What needs to be done:
Where the records below show the word "datatype" in a line, please copy that line.
☆ ☆ ☆ ☆ ☆
Issue #3075, opened 2017-03-01
PGI F08 symbol Issue on POWER


jjhursey:
MTT found this issue with Open MPI using the PGI compiler (16.10 on ppc64le) and the F08 module.

As you can see below the `use mpi` module is fine, but the `use mpi_f08` module is not.
```
shell$  mpirun -np 2 ./ring_usempi
Process 0 sending 10 to  1 tag 201 ( 2 processes in ring)
Process 0 sent to  1
Process 0 decremented value:  9
Process 0 decremented value:  8
Process 0 decremented value:  7
Process 0 decremented value:  6
Process 0 decremented value:  5
Process 0 decremented value:  4
Process 0 decremented value:  3
Process 0 decremented value:  2
Process 0 decremented value:  1
Process 0 decremented value:  0
Process  0 exiting
Process  1 exiting
```

```
shell$ mpirun -np 2 ./ring_usempif08
Process 0 sending 10 to  1 tag 201 ( 2 processes in ring)
[mpi10:137972] *** An error occurred in MPI_Recv
[mpi10:137972] *** reported by process [4003397633,1]
[mpi10:137972] *** on communicator MPI_COMM_WORLD
[mpi10:137972] *** MPI_ERR_TYPE: invalid datatype
[mpi10:137972] *** MPI_ERRORS_ARE_FATAL (processes in this communicator will now abort,
[mpi10:137972] ***    and potentially your MPI job)
[mpi10:137959] 1 more process has sent help message help-mpi-errors.txt / mpi_errors_are_fatal
[mpi10:137959] Set MCA parameter "orte_base_help_aggregate" to 0 to see all help / error messages
```

Attaching a debugger the datatype being passed into the `MPI_Recv` (and `MPI_Send` - which also triggers an error, but `MPI_Recv` just won the race to issue an error here) is `0` instead `7`.

The `ring_usempif08` program has a weak symbol for the datatype:
```
shell$ nm ring_usempif08 | grep _integer
00000000100200b8 V ompi_f08_mpi_integer
```
Which if not resolved probably defaults to `0` causing the issue.

The issue is in `master` and the release branches. The Fortran marshaling code is _complex_ so I'm filing a bug to get some more visibility on the problem.

jsquyres:
@jjhursey and I chatted about this issue this afternoon; he got a bit of an education on Fortran.  😄 

We narrowed the issue down a bit (the `_integer` symbol is a red herring).  Short version:

[...]

Issue #2606, opened 2016-12-19
PGI Fortran: runtime error when using using mpi_f08 module on OpenPOWER


hppritcha:
@PHHargrove has reported a runtime problem when using the PGI 16.10 fortran compiler on OpenPOWER.  

This posting on devel describes the problem in some more detail:

https://mail-archive.com/devel@lists.open-mpi.org/msg19836.html

PHHargrove:
@jjhursey 
Believe it or not, I see the same failure with the XLC community edition compilers on the same system! 
No issues with gcc/gfortran.

xiachsh:
@PHHargrove 

which version of IBM Compiler did you used ?

PHHargrove:
@xiachsh Here is the full version info for xlc and xlf:
```
phargrov@openpower-6:~$ xlc -qversion
IBM XL C/C++ for Linux, V13.1.4 (Community Edition)
Version: 13.01.0004.0001
/opt/ibm/xlC/13.1.4/bin/.orig/xlc: note: XL C/C++ Community Edition is a no-charge product and does not include official IBM support. You can provide feedback at the XL on POWER C/C++ Community Edition forum (http://ibm.biz/xlcpp-linux-ce). For information about a fully supported XL C/C++ compiler with advanced optimization features, visit XL C/C++ for Linux (http://ibm.biz/xlcpp-linux).
phargrov@openpower-6:~$ xlf -qversion
IBM XL Fortran for Linux, V15.1.5 (Community Edition)
Version: 15.01.0005.0001
/opt/ibm/xlf/15.1.5/bin/.orig/xlf: 1501-303 (I) XL Fortran Community Edition is a no-charge product and does not include official IBM support. You can provide feedback at the XL on POWER Fortran Community Edition forum (http://ibm.biz/xlfortran-linux-ce). For information about a fully supported XL Fortran compiler, visit XL Fortran for Linux (http://ibm.biz/xlfortran-linux).
```

DanielCChen:
@PHHargrove. 
Are you still experiencing problems building openmpi with IBM's community edition compilers?

I tried it using the same IBM XLC and XLF compilers as you mentioned to build Openmpi 2.0.2, and it compiled and ran ring_openmpif08.f90 just fine for me.

[...]

PR #3866, opened 2017-07-12
README: Note about ld issue for XL and PGI on PPC

jjhursey:
* Related to Issue #2606 and Issue #3075
 * The core problem in those two issues is related to a regression in
   ld upstream. Add a note in the README about this issue.

[skip ci] bot:notest


jjhursey:
I'll PR this to all of the release branches since it impacts them all

PR #3867, opened 2017-07-12
test Mlnx jenkins

artpol84:


artpol84:
@jsquyres @hjelmn Jenkins should be fixed,
PRs will need to be retriggered once I'll finish with checking.

PR #3870, opened 2017-07-12
pmix/s2: fix srun native launch for pmi2

hppritcha:
recent changes that broke native launch on cray
using srun or aprun also broke native launch
using pmi2.


rhc54:
Ah...sorry for the problem. I wonder how we made it thru CI? Is it because srun defaults to pmi-1, and the s1 component was updated?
☆ ☆ ☆ ☆ ☆
Exercise result:
[mpi10:137972] *** MPI_ERR_TYPE: invalid datatype
Attaching a debugger the datatype being passed into the `MPI_Recv` (and `MPI_Send` - which also triggers an error, but `MPI_Recv` just won the race to issue an error here) is `0` instead `7`.
The `ring_usempif08` program has a weak symbol for the datatype:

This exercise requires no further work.